- Work task
Check every line below for the word "longer" and show those that hold it.

Entries taken from a collection
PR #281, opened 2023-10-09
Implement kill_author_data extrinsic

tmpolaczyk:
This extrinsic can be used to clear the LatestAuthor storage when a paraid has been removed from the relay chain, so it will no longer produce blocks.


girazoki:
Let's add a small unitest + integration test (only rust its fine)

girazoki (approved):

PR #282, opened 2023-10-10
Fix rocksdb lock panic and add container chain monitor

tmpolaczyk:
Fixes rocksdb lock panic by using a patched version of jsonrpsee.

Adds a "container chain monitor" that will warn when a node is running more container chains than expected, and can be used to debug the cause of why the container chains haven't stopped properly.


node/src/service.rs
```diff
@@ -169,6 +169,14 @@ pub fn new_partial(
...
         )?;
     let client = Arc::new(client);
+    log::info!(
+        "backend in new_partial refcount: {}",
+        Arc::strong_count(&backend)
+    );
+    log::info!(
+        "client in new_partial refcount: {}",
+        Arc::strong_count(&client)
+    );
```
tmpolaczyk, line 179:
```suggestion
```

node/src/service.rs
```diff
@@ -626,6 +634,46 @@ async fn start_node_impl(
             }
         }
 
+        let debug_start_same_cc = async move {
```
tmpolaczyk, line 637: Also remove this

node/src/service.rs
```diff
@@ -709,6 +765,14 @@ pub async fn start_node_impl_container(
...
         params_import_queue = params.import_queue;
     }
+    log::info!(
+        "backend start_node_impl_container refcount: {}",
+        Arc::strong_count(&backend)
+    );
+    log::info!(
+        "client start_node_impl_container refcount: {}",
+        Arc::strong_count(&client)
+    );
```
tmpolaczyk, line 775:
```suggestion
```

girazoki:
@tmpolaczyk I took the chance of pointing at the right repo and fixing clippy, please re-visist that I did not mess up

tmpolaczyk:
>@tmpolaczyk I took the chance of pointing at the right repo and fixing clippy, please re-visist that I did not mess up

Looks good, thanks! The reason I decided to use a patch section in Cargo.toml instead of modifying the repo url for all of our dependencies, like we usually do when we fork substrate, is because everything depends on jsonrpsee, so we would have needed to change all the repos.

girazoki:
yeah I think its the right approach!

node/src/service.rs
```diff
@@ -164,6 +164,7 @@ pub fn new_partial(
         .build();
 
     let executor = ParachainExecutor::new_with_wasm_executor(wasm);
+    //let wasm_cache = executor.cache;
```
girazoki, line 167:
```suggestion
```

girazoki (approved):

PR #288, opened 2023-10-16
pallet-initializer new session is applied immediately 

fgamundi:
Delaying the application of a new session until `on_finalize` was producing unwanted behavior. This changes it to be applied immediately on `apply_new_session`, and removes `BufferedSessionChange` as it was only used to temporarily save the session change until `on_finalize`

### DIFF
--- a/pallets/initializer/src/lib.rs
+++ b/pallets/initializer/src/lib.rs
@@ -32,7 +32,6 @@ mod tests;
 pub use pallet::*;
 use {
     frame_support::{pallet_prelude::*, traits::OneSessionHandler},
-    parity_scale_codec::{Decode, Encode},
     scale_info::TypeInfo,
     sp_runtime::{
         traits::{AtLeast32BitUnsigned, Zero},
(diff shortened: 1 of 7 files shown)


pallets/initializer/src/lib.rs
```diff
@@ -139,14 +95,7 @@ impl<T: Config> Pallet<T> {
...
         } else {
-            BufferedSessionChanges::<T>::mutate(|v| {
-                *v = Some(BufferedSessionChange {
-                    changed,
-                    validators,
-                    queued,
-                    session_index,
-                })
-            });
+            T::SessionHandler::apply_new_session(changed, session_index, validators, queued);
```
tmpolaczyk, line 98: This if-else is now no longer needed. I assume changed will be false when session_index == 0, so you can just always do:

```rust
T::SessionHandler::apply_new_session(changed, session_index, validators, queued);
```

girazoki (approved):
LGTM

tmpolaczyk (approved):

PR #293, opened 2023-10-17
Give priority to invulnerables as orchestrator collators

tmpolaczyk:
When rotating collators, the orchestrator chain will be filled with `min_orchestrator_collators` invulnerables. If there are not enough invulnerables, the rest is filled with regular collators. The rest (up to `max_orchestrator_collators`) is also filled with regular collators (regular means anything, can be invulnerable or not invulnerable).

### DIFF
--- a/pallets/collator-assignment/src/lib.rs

- Solution
This extrinsic can be used to clear the LatestAuthor storage when a paraid has been removed from the relay chain, so it will no longer produce blocks.
tmpolaczyk, line 98: This if-else is now no longer needed. I assume changed will be false when session_index == 0, so you can just always do:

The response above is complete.